Periodic Reporting for period 2 - LeMo (Learning Mobility for Real Legged Robots)
Reporting period: 2021-07-01 to 2022-12-31
This new learning-based perceptive locomotion has the potential to outperform existing approaches massively. In particular the robustness when dealing with uncertain and unstructured environments can significantly improve. Moreover, the systems can be pushed much closer to their performance limits (e.g. actuation torque and speed limits), since the proposed methods can better handle the nonlinearities and constraints.
Overall, the work is expected to be essential for a new generation of mobile robotic systems that will find application in various fields such as industrial inspection and maintenance, search and rescue, or planetary exploration. Thanks to this technology, legged robots, which still suffered from falls and failures when starting this project, are expected to be able to traverse extremely challenging terrain with unprecedented mobility and reliability by the end of this project.
The proposed tools are expected to be holistic and generalizable, which means that new machines can be controllable in a short time and with comparable low development effort. This will lower the entrance barrier and development time for researchers and engineers and offer new opportunities for commercial solutions.
In [11] we further incorporated exteroceptive perception, i.e. terrain elevation maps, as direct input to the control policy. While rigid and visible obstacles are easy to handle, such approach fails when the robot navigates across compliant grounds such as tall grass or snow, or in case of drift in state estimation and correspondingly elevation mapping. To overcome this issue, we introduced an attention-based recurrent encoder that integrates proprioceptive and exteroceptive input. The encoder is trained end to end and learns to seamlessly combine the different perception modalities without resorting to heuristics. The result is a legged locomotion controller with high robustness and speed, whereby the robot only uses exteroceptive perception in case it is reliable.
Although we developed specific simulation tools, which have been commercialised through www.raisim.com the works in [1,11] required substantial training time (multiple hours or days). This slows down the development process and prevents people from using such tools e.g. for design optimization.

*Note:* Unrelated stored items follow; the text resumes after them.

PR #5931, opened 2023-09-11
fix: make `OutputWriter` references `Send`

chris-olszewski:
### Description

As I was hooking up the task cache I encountered the dreaded "future is not `Send` as this value is used across an await" due to a [`task_cache.restore_outputs(&mut prefixed_ui).await`](https://github.com/vercel/turbo/blob/main/crates/turborepo-lib/src/run/cache.rs#L149) call. The easy solution is to drop the `RefCell` and instead use a `RwLock`.

[Quick reading that explains *why* locals that are held across an await need to be `Send`](https://blog.rust-lang.org/inside-rust/2019/10/11/AsyncAwait-Not-Send-Error-Improvements.html#how-are-async-functions-implemented)

### Testing Instructions

Added assertion to make sure we'll be able to hold `&mut OutputWriter` across `.await` i.e. implements `Send`

Closes TURBO-1323


arlyon (approved):
LGTM

PR #5935, opened 2023-09-12
fix(examples-tests): correct gatsby prysk test

tknickman:
### Description

Fix gatsby examples test

Closes TURBO-1325


mehulkar (approved):
seems correct, but unclear if it's deterministic or not

PR #5939, opened 2023-09-13
Revert "Child process manager"

gsoltis:
Reverts vercel/turbo#5849

This was merged without running the Rust unit tests, which don't yet pass. Reverting until we can sort out the unit tests

Closes TURBO-1326


gsoltis:
Force-merging to revert failing unit tests

PR #5940, opened 2023-09-13
feat(turborepo): add basic child process manager package

gsoltis:
Previous PR #5849 was opened by @arlyon and it auto-merged without passing unit tests first. Re-opening from the same branch to sort out unit tests.

### Description

Adds a library for managing child processes. Spawning a process on the manager gives you a handle to the task, through which you can listen for its completion. You can also take down all tasks on the manager at once, and anyone listening to child tasks will be notified of exit codes etc.

### Testing Instructions

Go unit tests are ported (where it makes sense–due to some type-improvement-redesign a number of tests were unneeded). 

Closes TURBO-1287


arlyon:
Oh that is strange, I can see tests failing in the ci as well. It's a few windows things that I am going to work through this morning :)

nathanhammond (approved):
Stamping a pre-approved PR without direct review.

In collaboration with industry, we advance the technology by leveraging parallel simulation on GPUs and reduced training time to a few minutes [18].
Towards autonomy of our systems, we developed path planning and navigation strategies [2,3,6,16], which leverage learned traversability costs for different terrains [5,17]. Since the maps are very often imperfect due to reflections, occlusions, or sensor noise, we improved the environment representations (e.g. elevation maps) necessary for our locomotion controller using machine learning methods [15,21] and trained navigation policies that directly leverage the incoming raw sensors stream [9]. For large scale autonomy, which requires a robust mapping and localization pipeline, we applied our learning-based methods for more accurate lidar odometry [4] and to estimate localizability [19], and developed a multi-modal fusion approach for precise and robust localization [20].
So far, classic approaches have looked at mapping, navigation planning, path following and locomotion control separately. In the coming years, we will research alternative ways by looking at the end-to-end problem. As a first successful step in this direction, in [23] we directly learn locomotion and navigation, which enables the robot to conduct manoeuvres like jumping over a gap or on a table. By the end of this ERC, we expect our robots to autonomously conduct parcours.
The second major improvement is expected in the field of integration of perception into our locomotion and navigation pipelines. We will develop control methods that directly leverage raw sensor streams and work on navigation algorithms that can utilise semantic understanding of the environment to guide the robot.
The proposed approaches of using reinforcement learning for controlling highly dynamic, nonlinear and complex-to-model systems finds application in many other areas as what is proposed in this ERC project. For demonstration, we transfer and test them in the context of space robotics [7], construction robotics [10], in combination with manipulation [13], and many other challenging problems will follow.